# Sump pump installation costs?



## Macfury (Feb 3, 2006)

The finished portion of my basement was built in 1916. There are some obvious crack repairs in the slab and the water under the house has finally found a way in, bubbling through around the repairs.

I'm going to take this easy, first repairing the cracks and then probably installing a sump. The City of Toronto will pay 80% of the cost of a sump, but I'm curious as to what it will cost up front.

Anybody have any actual prices for a recent installation of a sump pump?


----------



## eMacMan (Nov 27, 2006)

How much else has to be done?

Pumped water has to go somewhere that it is not just flowing back into basement. Usually the best solution is to hook the pump into the storm sewer which will probably require excavation. But less expensive alternatives may be available.

Approved outlet to supply power to pump.

Cutting out part of the basement floor to create a sump collection area.

The pump may be the cheapest part of the installation.


----------



## kelman (Sep 25, 2010)

True there is much work involved in setting up a sump system, most municipalities I have dealt with have you discharge it as far away from the foundation outside as you can, preferably not in the storm sewer/floor drain and definitely not into the sewage drain. The floor is costly to tear up and repour, the wiring could be costly depending on where the panel is, I agree the pump could be the cheapest piece of the puzzle.


----------



## Niagaramark (Jul 20, 2007)

I had a whole internal waterproofing system installed in my 1940's house two years ago for $13,000. Looking back at it now, I could have probably gone with a sump pump to start with as it seems like this is the most effective part of the system. Just a guess, but based on the two days of work for my project the sump pit, piping and installation was probably about 1/3 of the project. Check out this website for some ballpark figures Renovation and Building Costs


----------



## eMacMan (Nov 27, 2006)

Storm sewer will depend on local codes and usually whether or not the SS system is also having problems during heavy rains. More often than not on properties that have a drainage issue, simply pumping outside may not reduce the water coming in and may even cause problems for neighbours which could come back on you in the form of a lawsuit. Otherwise it most likely ends up going down the storm sewer any way. 

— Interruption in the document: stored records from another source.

Issue #4829, opened 2025-11-15
ctest: Generate extern "C" with unsafe


JohnTitor:
ctest currently emits `extern "C"` but edition 2024 rejects unless it has unsafe declaration. It'd be great if we could emit edition 2024 style externs (as an option).

tgross35:
Cc @mbyx if you're interested in adding this

PR #4843, opened 2025-11-21
ctest: allow different code generation according to edition

mbyx:
# Description
Closes rust-lang/libc#4829 

Adds the ability to choose which Rust edition to generate code against.

# Checklist


tgross35 (approved):
Thank you!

I doubt that any municipalities would allow hooking into the main sewer as enough of these could easily overload sewage treatment facilities.

Every situation is more or less unique and this job is probably best handled by a company that does a lot of these. In certain situations I can even see the city insisting that an Engineer sign off on the design. Especially if they are paying for the lion's share of the cost.


----------



## Macfury (Feb 3, 2006)

The city will pay up to $1,800 as long as the system doesn't place the water back into the wastewater system--so this means piping it away from the house into the backyard.

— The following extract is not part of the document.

PR #4845, opened 2025-11-21
qurt: Add support for Qualcomm QuRT

androm3da:
The QuRT RTOS -- used primarily on the Hexagon architecture -- has support for large parts of POSIX.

On the other hand I can handle a jackhammer and installing a pre-fab sump pit doesn't look too daunting. If your guess is correct, Niagaramark, I might do better installing it myself and just feeding it into the wastewater system.


----------



## kelman (Sep 25, 2010)

eMacMan said:


> Storm sewer will depend on local codes and usually whether or not the SS system is also having problems during heavy rains. More often than not on properties that have a drainage issue, simply pumping outside may not reduce the water coming in and may even cause problems for neighbours which could come back on you in the form of a lawsuit. Otherwise it most likely ends up going down the storm sewer any way.
> 
> I doubt that any municipalities would allow hooking into the main sewer as enough of these could easily overload sewage treatment facilities.
> 
> Every situation is more or less unique and this job is probably best handled by a company that does a lot of these. In certain situations I can even see the city insisting that an Engineer sign off on the design. Especially if they are paying for the lion's share of the cost.

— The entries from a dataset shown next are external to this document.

PR #4846, opened 2025-11-21
linux, android: Add definition for IUCLC

3v1n0:
# Description

Add `IUCLC` definition as per glibc and musl value, as it's required by nix (termios) and uutils for `stty`

This is defined in termios-c_iflag.h (or termbits.h) and it's shared across all the linux archs (a part powerpc and alpha), even though it's not POSIX

# Sources

- Linux: https://github.com/torvalds/linux/blob/2eba5e05d9bcf4cdea995ed51b0f07ba0275794a/include/uapi/asm-generic/termbits.h#L61
- Glibc: https://github.com/bminor/glibc/blob/ff92750112e782300ff455c13d9bb0ae1603aa65/sysdeps/unix/sysv/linux/bits/termios-c_iflag.h#L33
- Musl: https://github.com/bminor/musl/blob/1b76ff0767d01df72f692806ee5adee13c67ef88/arch/generic/bits/termios.h#L39
- Android: https://cs.android.com/android/platform/superproject/main/+/main:external/musl/arch/generic/bits/termios.h?q=IUCLC&ss=android%2Fplatform%2Fsuperproject%2Fmain

# Checklist


maurer (approved):

tgross35 (approved):
LGTM, thanks for including links!

PR #4850, opened 2025-11-29
m68k: add syscalls 451-469 for linux

Takashiidobe:
# Description

This PR adds some of the newer m68k linux syscalls.

Unsure why I have merge conflicts since the diff looks clean on the files changed tab.

# Sources

[The new syscalls in linux/m68k](https://github.com/torvalds/linux/blob/19eef1d98eeda3745df35839190b7d4a4adea656/arch/m68k/kernel/syscalls/syscall.tbl#L453-L471)

# Checklist


tgross35:
> Unsure why I have merge conflicts since the diff looks clean on the files changed tab.

It looks like this is based on 600e1d195458e0474c9d8c9ffcc574a36f364afb, which was from about a year ago. This file doesn't get touched much, but there are a handful of changes since then.

PR #4858, opened 2025-12-02
linux, fuchsia: Mark mq_attr padding area as such

3v1n0:
# Description

As per commit c100954964 (see https://github.com/rust-lang/libc/pull/4806#issuecomment-3603204960) the hard-coded partial equality implementations
have been dropped in favor for auto-generated ones, but they did not
work for mq_attr, since the padding area was not typed correctly.

Fix this, using the Padding type.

agreed, it will depend on the locality and their codes, suburban or rural.


----------



## Macfury (Feb 3, 2006)

eMacMan said:


> Every situation is more or less unique and this job is probably best handled by a company that does a lot of these. In certain situations I can even see the city insisting that an Engineer sign off on the design. Especially if they are paying for the lion's share of the cost.


A licensed plumber needs to demonstrate that the installation will take a burden off the municipal system.


----------



## kelman (Sep 25, 2010)

Macfury said:


> The city will pay up to $1,800 as long as the system doesn't place the water back into the wastewater system--so this means piping it away from the house into the backyard.
> 
> On the other hand I can handle a jackhammer and installing a pre-fab sump pit doesn't look too daunting. If your guess is correct, Niagaramark, I might do better installing it myself and just feeding it into the wastewater system.


if your are referring to the waste water as in toilet waste, it could come back to haunt you, too much water and the system backs up into.....


----------



## Macfury (Feb 3, 2006)

kelman said:


> if your are referring to the waste water as in toilet waste, it could come back to haunt you, too much water and the system backs up into.....[/QUOTE
> 
> No, not sewage--just the city drains.


----------



## kelman (Sep 25, 2010)

I would still consult those who know your area as to where it should drain, yours may be an area where the storms could be overwhelmed during a storm and could back flow through your plumbing


----------



## groovetube (Jan 2, 2003)

afaik, city drains are a no here in Toronto, though some installers will do it. And Kelman is right, it could haunt you if you overload things. If I recall correctly for weeping tiles, if they're already hooked it's ok. But I'm not sure on that one.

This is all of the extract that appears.